- _Directions for this task_
Once the line with "Support drag & drop" is found in the data, output it and each following line exactly, up to and including the line with "all named images.", and nothing before or after.

□ □ □ □ □ □ □

PR #330, opened 2016-04-17
better midpoint handling

strobelm:
Hi,

the midpoint algorithm does not handle the case where both points are at l_infty and returns the zero vector (or perhaps even worse). 

We can specify a correct midpoint analogously to the RP^2 case in RP^1, multiplying with the y-coordinate instead of the z-coordinate. 

On the go i implemented some tests.

### DIFF
--- a/src/js/libgeo/GeoOps.js
+++ b/src/js/libgeo/GeoOps.js
@@ -127,9 +127,21 @@ geoOps.Meet.visiblecheck = function(el) {
 };
 
 geoOps._helper.midpoint = function(a, b) {
+    var aZ = a.value[2];
+    var bZ = b.value[2];
+
+    // case both points on l_infty
+    if (CSNumber._helper.isAlmostZero(aZ) && CSNumber._helper.isAlmostZero(bZ)) {
+        var aY = a.value[1];
+        var bY = b.value[1];
+        return List.normalizeMax(List.add(
+            List.scalmult(bY, a),
+            List.scalmult(aY, b)));
+    }
+    // finite points + 1 finite and 1 infinite 
     return List.normalizeMax(List.add(
-        List.scalmult(b.value[2], a),
-        List.scalmult(a.value[2], b)));
+        List.scalmult(bZ, a),
+        List.scalmult(aZ, b)));
 };
 
 geoOps.Mid = {};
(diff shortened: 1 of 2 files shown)


kortenkamp:
I am a bit confused, as I don't see an obvious definition of a midpoint of two points at infinity. Maybe you can explain that to me tomorrow.

elkins0:
For this to make sense it should not matter if you chose to scale by x or y values if the z values are zero. Yet it does:
```javascript
[by*ax+by*ay, ay*bx+ay*by, 0] !== [bx*ax+bx*ay, ax*bx+ax*by, 0]
```
My suggestion would be to use List.abs like so:
```javascript
geoOps._helper.midpoint = function(a, b) {
    var aZ = a.value[2];
    var bZ = b.value[2];
    // case both points on l_infty
    if (CSNumber._helper.isAlmostZero(aZ) && CSNumber._helper.isAlmostZero(bZ)) {
        aZ = List.abs(a);
        bZ = List.abs(b);
    }
    // else finite points or 1 finite and 1 infinite
    return List.normalizeMax(List.add(
        List.scalmult(bZ, a),
        List.scalmult(aZ, b)));
};
```
To me this looks like an angle bisector of lines through the origin with a line of `[dy,-dx,0]` being the dual of a point at infinity `[dx,dy,0]` with the angle bisector line then being the dual of the midpoint.

strobelm:
Thanks @elkins0 for the input! @montaga and i discussed the topic recently in the office and came up with the same solution. Nevertheless more thoughts should be spend on that since @kortenkamp and @richter-gebert stated quite clearly that in their opinion a mid point on l_inf does not make sense at all.

gagern:
There is one crucial distinction: there are *two* angle bisectors at the origin, but there is only one Euclidean midpoint. The choice which one to take is hard to justify. If we were doing generic Cayley-Klein geometry, where there are two midpoints in general, then it *might* make sense to consider midpoits of points at infinity at first glance.

But even then it does not. Consider the following scenario: *A* and *B* are finite points, and *M* is their midpoint. You take *A* and drag it to infinity. The distance *BM* is half the distance *AM*, but in the limit, *A* and *M* have to coincide. We should have this case covered by the current implementation. Next you drag *B* around as well. As long as it remains finite, the midpoint *M* has to remain identical to *A*. You can't explain *M* being anywhere else via a limit process. Yet you suggest that if *B* were at infinity, *M* should suddenly become something else. For that it would have to jump, which is bad™. Instead, *M* would have to be a multiple of *A* and a multiple of *B* at the same time, which is only possible if *M* is the zero vector. Hence getting zero is *exactly* the right result here.

PR #333, opened 2016-05-02
avoided .new functions for FloatArray, UInt16Array etc

montaga:
since they threw errors when using Juergens Safari
+beautify


gagern:
For clarification: this is about the `TypedArray.map` methods, not some `.new` method, right?

[The MDC page for `TypedArray.map`](https://developer.mozilla.org/en-US/docs/Web/JavaScript/Reference/Global_Objects/TypedArray/map) indeed indicates rather poor browser compatibility. Which is only half the story. The other half is the fact that the closure compiler doesn't compile this specific ES6 feature to some ES5 analogon since there are no typed arrays in ES5 at all. The [compatibility table row](http://kangax.github.io/compat-table/es6/#test-typed_arrays_%TypedArray%.prototype.map) for this feature may be the better resource here, since it indicates support by many browsers but not by Safari 9. Worth remembering, hadn't known of this myself…

PR #334, opened 2016-05-02
Support drag & drop

gagern:
This is a rebased version of my bastelbogen branch, which demonstrates drag and drop of pictures from iOrnament in order to create a net of some platonic solid using the symmetry group in question.

* `ctype: "image"` is a new value type, which allows access to images without using their name.
* `ondrop` is a new event handler (like `init` or `draw`) which will get evaluated after things got dropped onto the widget.
* `allimages()` is a new CindyScript function to list the names of all named images.
* `dropped()` is a new CindyScript function that returns the list of dropped files, as quadruples `[value, type, mimeType, name]` where `type` currently is one of `"string"` (for MIME type `text/*`), `"image"` (for MIME type `image/*`)  or `"undefined"` (for other files, which have a `value` of `___`).


strobelm:
Great! Thanks @gagern and merged.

□ □ □ □ □ □ □

- _Solution to the exercise_
Support drag & drop

gagern:
This is a rebased version of my bastelbogen branch, which demonstrates drag and drop of pictures from iOrnament in order to create a net of some platonic solid using the symmetry group in question.

* `ctype: "image"` is a new value type, which allows access to images without using their name.
* `ondrop` is a new event handler (like `init` or `draw`) which will get evaluated after things got dropped onto the widget.
* `allimages()` is a new CindyScript function to list the names of all named images.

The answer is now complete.